When the ‘Beast from the East’ was at its height, sweeping through the British Isles and bringing freezing temperatures and heavy snow showers, electricity and gas transmission utility National Grid (NG.) warned the UK was running out of gas. There was a genuine risk of industrial users seeing their supply disrupted.

Wholesale gas prices surged 74% on the day as the freezing temperatures led to a big spike in demand. This episode was the latest in a series of recent events to shine a light on the issue of the UK’s energy security – a situation which could get more complicated when the UK completes its exit from the European Union.

Recent data from the Office for National Statistics shows the UK fuel deficit swelled from £3.1bn to £5.4bn in the three months to January 2018 after the shutdown of the North Sea’s Forties oil pipeline in December 2017.

Problems with other key infrastructure have also had an impact of late. The Rough gas storage facility off the Yorkshire coast, the largest of its kind in the UK which could hold up to nine days of gas supply, was closed by British Gas owner Centrica (CNA) in August 2017 after it was determined it had reached the end of its useful life.

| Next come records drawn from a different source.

PR #111, opened 2018-09-12
Sign dehydrated payloads

eliangcs:
Fixes zapier/zapier#19547. Also fixes the Lambda live test (i.e. `npm run lambda-integration-test` command) along the way.

### DIFF
--- a/src/tools/environment.js
+++ b/src/tools/environment.js
@@ -27,6 +27,14 @@ const cleanEnvironment = () => {
     delete process.env.AWS_SESSION_TOKEN;
     delete process.env.AWS_SECRET_ACCESS_KEY;
   }
+
+  // Lambda may reuse container, which leaves leftovers in process.env. Let's clean
+  // up Zapier specific stuff here.
+  _.each(process.env, (val, key) => {
+    if (key.startsWith('_ZAPIER')) {
+      delete process.env[key];
+    }
+  });
 };
 
 const localFilepath = filename => {
--- a/src/tools/environment.js
+++ b/src/tools/environment.js
@@ -32,9 +32,9 @@ const cleanEnvironment = () => {
 
   // Lambda may reuse container, which leaves leftovers in process.env. Let's clean
   // up Zapier specific stuff here.
-  for (const name of ENV_VARS_TO_CLEAN) {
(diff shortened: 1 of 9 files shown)


src/tools/environment.js
```diff
@@ -27,6 +29,12 @@ const cleanEnvironment = () => {
     delete process.env.AWS_SESSION_TOKEN;
     delete process.env.AWS_SECRET_ACCESS_KEY;
   }
+
+  // Lambda may reuse container, which leaves leftovers in process.env. Let's clean
+  // up Zapier specific stuff here.
+  for (const name of ENV_VARS_TO_CLEAN) {
```
BrunoBernardino: It might be cleaner (and more functional) to:

`ENV_VARS_TO_CLEAN.map((key) => { delete process.env[key]; });`

test/userapp/index.js
```diff
@@ -335,20 +352,20 @@ const MixedInputFields = {
...
-      label: 'mixed input fields',
+      label: 'Mixed Input Fields',
       description:
         'input fields are static, a sync function, and an async promise'
     },
     operation: {
       inputFields: [
         { key: 'key 1' },
         (z, bundle) => Promise.resolve({ key: bundle.key2 }),
-        Promise.resolve({ key: 'key 3' })
```
BrunoBernardino, line 346: This was allowed before and isn't anymore?

BrunoBernardino (approved):
This looks great. I didn't test locally as it seems you got it all going on, but I do have a (non-blocking) question and a #suggestion.

Love the tests!

src/tools/environment.js
eliangcs: I was thinking `for` loop is faster than `map` and `forEach`. But I guess we could use some tooling to transpile all of them to `for` loops if we really want to squeeze performance. Fixed 7edea2f. I used `forEach` instead since we don't need it to return an array as `map` does.

test/userapp/index.js
eliangcs: I'm not sure if we ever allowed this before. But I'm pretty sure we don't allow this now as it won't even pass the schema validation.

A more long-term trend has seen the amount of oil and gas produced from fields in the UK North Sea fall from the heights seen at the turn of the century.

WHERE DO WE CURRENTLY GET OUR ENERGY?

Around 50% of Britain’s gas supply comes from North Sea fields with the remainder coming from pipelines linking us with Europe and imports of liquefied natural gas.

Demand for electricity in the UK is currently met by a range of sources including interconnectors which are physical links which allow electricity to be transferred across borders. This is useful if demand spikes or there is an outage elsewhere in the network or when power prices are higher in the UK than in other countries.

Britain is currently linked in this way with France, Republic of Ireland, Northern Ireland and the Netherlands.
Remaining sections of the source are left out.